Bengali (Bangla) is an abugida where a single perceived character can be several Unicode code points: a base consonant plus a vowel sign, or a conjunct built with the hasanta. Counting code points overcounts what a reader sees. This tool reports both the grapheme clusters (perceived characters) and the raw code points, plus UTF-8 bytes.
How it works
Grapheme clusters are counted with the browser’s Unicode segmentation
(Intl.Segmenter) when available, with a hasanta-aware fallback otherwise. The
fallback groups characters like this:
- A base letter or independent vowel starts a new cluster.
- Vowel signs (kar,
U+09BE–U+09CC), the hasanta (্,U+09CD), nukta, anusvara, visarga, and chandrabindu all attach to the current cluster. - After a hasanta, the next consonant joins the same cluster as a conjunct.

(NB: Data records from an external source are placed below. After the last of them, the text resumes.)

PR #1357, opened 2018-05-30
Eliminate URL-encoding of root_namespace

rk4n3:
Fixes [#24496](https://mantisbt.org/bugs/view.php?id=24496)


dregad:
Add `Fixes #24496` to commit message prior to merge

PR #1359, opened 2018-06-05
Upgrade: improve handling of unserialize errors

dregad:
In MantisBT 1.3, the method used to store config, token and filter data 
changed from _serialize_ to JSON. Upgrade steps 193, 194 and 195 were
added to convert legacy data to the new format.

This frequently caused the upgrade process to fail when unserialize()
could not interpret the data, but the MantisBT installer just aborted
without providing any useful information to the admin.

This improves the error reporting, clearly identifying the offending
record so that the admin can take appropriate action to fix the problem.

Fixes #24416, #21376 (and maybe others too)

### DIFF
--- a/core/error_api.php
+++ b/core/error_api.php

Bytes are computed as the UTF-8 length, so you see the real on-the-wire size. Most Bengali code points occupy three bytes in UTF-8.
Example
The conjunct ক্ষ is written with three code points — ক, the hasanta ্, and
ষ — but is one grapheme cluster. So a word like ক্ষুদ্র reads as far fewer
characters than its code-point count suggests, and this tool reports the
reader’s count.
Notes
- Use the grapheme count for character limits in posts and headlines, the
code-point count for low-level processing, and the byte count for
VARCHARlimits and SMS planning. - The text in the box is never altered — the tool only measures it.